The drama is always served, the pressure is always on, the stakes are always high.
The game is back
I love this game, but it had lost its magic recently. Partly, because the teams I don’t like dominated world football. But I think that, to some degree, the feeling was general. Football had become too overanalyzed. Too perfected. Too structured. Too predictable.
But this season had something different. Teams like PSG and Barcelona had a chaotic but very effective way of playing football. Inter reinvented Italian catenaccio. Madrid got beaten in the Champions League by Arsenal with free-kick goals. The Manchester City machine imploded.
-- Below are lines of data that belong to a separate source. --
PR #500, opened 2026-02-04
feat: implement rewards v2.2 - Operator Set Rewards with Unique & Total Stake

serichoi65:
## Description

Implements Rewards v2.2 - Operator Set rewards with automatic stake-weighted distribution for both unique allocated stake and total delegated stake. This brings forward-looking reward capabilities (up to 2 years) to operator sets managed via AllocationManager.

**Key tables added:**
- Table 15: Active unique and total stake rewards
- Table 16-18: Unique stake rewards (operator → staker → AVS refunds)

There has been real emotion: old rivalries have been reignited, new ones have come up. We’ve probably had more Champions League games that will go down as classics this season than in any other of the last 15 years. I’m thinking of the Liverpool-PSG’s, the Madrid-Arsenal’s, the Inter-Barcelona’s.
Of course, some fans will be disappointed. But I think there is a general feeling among football fans: in a game that had lost its spark and emotion, we have had a year that reminded us of why we fell in love with this sport in the first place. The surprises, the thrillers, the underdog stories, and fights at the highest level.
Football is back, and I hope it is here to stay.